*YOUR TASK:*
Using the listing below, select the lines with the word "better" and copy them.

*DATA SUPPLIED:*
....
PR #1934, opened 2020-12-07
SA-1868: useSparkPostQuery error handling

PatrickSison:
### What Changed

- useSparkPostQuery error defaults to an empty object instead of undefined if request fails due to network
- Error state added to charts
....
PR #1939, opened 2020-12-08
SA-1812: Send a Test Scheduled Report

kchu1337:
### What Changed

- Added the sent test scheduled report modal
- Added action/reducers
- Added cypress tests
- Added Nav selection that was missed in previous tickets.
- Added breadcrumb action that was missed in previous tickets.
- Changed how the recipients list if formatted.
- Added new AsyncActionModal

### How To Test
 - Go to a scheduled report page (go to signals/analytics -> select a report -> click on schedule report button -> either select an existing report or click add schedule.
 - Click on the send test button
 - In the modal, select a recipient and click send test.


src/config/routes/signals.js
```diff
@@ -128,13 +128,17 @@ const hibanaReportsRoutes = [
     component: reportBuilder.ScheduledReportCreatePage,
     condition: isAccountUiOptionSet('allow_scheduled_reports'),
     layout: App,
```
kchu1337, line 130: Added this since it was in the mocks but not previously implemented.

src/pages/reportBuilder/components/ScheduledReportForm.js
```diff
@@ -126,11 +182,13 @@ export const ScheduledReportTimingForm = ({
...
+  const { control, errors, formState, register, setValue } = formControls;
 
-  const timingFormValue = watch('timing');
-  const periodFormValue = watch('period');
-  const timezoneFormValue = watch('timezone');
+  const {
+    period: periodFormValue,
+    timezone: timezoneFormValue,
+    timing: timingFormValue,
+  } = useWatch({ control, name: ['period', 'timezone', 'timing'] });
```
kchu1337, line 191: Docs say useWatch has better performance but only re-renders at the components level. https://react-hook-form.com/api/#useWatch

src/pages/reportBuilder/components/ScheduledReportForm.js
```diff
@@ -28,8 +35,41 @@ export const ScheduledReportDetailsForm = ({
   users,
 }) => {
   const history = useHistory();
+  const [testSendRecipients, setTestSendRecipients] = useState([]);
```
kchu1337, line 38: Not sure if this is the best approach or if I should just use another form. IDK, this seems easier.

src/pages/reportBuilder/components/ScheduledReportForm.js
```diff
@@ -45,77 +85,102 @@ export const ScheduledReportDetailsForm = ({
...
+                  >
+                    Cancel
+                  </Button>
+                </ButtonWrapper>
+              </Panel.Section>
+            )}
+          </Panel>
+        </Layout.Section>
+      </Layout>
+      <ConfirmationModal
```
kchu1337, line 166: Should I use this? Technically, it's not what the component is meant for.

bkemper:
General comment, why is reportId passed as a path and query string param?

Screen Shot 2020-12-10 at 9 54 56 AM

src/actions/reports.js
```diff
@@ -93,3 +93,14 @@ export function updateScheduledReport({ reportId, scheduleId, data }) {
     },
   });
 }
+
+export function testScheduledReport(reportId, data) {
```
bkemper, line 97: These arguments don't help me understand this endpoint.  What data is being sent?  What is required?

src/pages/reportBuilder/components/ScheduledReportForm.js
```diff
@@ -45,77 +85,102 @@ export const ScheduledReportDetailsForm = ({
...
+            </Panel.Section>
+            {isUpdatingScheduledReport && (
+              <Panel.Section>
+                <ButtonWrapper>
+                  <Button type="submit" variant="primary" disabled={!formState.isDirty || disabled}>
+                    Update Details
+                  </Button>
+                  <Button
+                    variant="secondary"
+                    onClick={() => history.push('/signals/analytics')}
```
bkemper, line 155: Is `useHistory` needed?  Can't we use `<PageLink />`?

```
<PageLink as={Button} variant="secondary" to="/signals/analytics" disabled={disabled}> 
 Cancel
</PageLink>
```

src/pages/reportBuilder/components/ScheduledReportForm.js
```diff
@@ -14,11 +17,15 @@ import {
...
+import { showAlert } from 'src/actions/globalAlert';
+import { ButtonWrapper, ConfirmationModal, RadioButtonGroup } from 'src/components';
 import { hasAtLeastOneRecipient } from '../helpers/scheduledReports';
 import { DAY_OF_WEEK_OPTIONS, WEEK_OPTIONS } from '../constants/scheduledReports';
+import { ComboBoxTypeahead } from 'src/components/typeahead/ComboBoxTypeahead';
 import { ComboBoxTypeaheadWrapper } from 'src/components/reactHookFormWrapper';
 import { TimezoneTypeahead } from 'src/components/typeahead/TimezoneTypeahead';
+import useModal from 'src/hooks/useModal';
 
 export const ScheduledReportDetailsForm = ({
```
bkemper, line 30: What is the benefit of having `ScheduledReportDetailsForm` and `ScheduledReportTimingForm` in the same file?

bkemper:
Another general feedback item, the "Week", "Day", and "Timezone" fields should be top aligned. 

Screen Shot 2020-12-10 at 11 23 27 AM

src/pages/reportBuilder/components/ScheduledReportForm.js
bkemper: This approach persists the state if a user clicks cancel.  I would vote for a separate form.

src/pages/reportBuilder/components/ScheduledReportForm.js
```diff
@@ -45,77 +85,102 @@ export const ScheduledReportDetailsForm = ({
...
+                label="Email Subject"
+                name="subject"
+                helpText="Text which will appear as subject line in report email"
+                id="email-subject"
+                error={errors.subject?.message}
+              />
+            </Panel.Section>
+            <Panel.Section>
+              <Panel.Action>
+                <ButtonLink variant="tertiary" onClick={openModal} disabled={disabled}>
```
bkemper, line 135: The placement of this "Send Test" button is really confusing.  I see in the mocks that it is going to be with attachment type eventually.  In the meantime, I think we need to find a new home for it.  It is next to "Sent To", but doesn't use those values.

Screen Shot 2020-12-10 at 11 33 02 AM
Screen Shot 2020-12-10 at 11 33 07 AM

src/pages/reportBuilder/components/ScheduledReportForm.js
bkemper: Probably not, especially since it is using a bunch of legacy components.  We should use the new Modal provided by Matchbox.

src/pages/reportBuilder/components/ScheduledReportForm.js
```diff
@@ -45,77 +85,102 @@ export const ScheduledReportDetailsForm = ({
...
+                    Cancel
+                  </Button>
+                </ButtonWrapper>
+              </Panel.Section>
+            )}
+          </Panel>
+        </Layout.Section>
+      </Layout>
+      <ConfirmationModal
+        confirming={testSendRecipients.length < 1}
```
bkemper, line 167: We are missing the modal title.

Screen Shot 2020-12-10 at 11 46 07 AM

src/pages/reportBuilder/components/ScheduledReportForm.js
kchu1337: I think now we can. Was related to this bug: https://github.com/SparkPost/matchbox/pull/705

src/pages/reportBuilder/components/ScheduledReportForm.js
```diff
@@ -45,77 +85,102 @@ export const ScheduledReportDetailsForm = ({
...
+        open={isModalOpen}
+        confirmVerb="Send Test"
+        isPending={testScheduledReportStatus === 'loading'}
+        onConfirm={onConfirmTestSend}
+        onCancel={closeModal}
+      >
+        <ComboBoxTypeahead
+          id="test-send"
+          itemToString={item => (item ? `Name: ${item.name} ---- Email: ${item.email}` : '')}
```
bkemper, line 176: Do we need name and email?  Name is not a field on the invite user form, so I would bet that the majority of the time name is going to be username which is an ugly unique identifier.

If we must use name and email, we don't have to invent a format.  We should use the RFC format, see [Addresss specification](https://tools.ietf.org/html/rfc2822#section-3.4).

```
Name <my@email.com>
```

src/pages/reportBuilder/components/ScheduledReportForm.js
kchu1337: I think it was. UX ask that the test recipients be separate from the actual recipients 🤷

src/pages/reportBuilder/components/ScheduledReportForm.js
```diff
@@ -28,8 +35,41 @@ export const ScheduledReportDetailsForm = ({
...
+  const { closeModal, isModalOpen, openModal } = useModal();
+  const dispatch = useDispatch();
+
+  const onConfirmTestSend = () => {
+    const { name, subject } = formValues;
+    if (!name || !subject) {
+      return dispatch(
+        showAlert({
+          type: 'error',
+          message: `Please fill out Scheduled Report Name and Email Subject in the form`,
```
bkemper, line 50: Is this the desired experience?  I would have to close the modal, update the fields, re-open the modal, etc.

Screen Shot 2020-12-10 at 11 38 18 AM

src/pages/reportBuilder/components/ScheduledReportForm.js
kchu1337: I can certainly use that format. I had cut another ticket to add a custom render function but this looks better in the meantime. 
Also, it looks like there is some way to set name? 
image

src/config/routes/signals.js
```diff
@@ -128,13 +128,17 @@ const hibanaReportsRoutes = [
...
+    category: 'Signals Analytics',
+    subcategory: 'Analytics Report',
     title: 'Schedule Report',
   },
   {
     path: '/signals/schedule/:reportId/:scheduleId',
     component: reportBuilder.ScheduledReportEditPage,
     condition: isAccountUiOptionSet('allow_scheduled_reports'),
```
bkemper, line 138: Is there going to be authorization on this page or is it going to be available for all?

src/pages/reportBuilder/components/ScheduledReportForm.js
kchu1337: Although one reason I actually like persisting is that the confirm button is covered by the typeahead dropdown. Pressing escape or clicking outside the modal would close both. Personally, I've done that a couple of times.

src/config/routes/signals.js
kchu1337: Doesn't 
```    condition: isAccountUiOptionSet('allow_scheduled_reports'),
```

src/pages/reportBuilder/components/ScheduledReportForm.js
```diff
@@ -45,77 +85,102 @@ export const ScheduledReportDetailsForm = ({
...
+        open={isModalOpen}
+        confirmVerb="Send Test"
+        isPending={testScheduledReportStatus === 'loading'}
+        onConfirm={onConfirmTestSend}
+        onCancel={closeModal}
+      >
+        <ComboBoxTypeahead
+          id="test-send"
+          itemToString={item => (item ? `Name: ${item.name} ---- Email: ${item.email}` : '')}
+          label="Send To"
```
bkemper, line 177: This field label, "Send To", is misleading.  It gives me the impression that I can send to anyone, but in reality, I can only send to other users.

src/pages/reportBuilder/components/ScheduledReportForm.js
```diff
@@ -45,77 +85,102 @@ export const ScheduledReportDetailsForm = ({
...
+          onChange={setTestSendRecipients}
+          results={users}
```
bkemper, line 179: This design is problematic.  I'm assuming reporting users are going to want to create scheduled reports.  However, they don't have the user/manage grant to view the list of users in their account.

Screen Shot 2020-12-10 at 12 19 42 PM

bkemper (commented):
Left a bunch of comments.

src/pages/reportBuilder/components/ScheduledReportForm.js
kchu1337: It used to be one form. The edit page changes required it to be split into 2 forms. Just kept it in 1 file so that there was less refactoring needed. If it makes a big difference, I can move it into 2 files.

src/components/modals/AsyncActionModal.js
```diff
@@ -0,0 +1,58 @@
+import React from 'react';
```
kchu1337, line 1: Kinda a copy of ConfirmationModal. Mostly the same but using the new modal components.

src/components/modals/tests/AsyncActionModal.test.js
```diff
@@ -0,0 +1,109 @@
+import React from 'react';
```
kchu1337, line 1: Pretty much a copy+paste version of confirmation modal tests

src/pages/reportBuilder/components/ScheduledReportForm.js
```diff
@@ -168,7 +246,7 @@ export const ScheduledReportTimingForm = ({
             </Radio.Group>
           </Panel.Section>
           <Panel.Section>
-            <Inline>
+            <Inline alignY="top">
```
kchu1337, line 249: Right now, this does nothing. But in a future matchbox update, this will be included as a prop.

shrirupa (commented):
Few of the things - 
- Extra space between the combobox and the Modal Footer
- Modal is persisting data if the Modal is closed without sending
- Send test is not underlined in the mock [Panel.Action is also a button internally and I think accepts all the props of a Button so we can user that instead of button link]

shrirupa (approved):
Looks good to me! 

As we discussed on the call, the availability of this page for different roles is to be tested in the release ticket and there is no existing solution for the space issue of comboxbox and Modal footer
....
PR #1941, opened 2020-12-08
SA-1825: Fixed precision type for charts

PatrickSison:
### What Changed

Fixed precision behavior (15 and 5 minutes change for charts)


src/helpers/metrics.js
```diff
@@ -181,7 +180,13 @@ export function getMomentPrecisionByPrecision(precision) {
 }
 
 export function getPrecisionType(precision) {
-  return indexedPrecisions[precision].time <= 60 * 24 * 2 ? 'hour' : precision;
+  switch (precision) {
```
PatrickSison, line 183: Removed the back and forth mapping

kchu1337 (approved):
....
*EXERCISE ANSWER:*
kchu1337, line 191: Docs say useWatch has better performance but only re-renders at the components level. https://react-hook-form.com/api/#useWatch
kchu1337: I can certainly use that format. I had cut another ticket to add a custom render function but this looks better in the meantime. 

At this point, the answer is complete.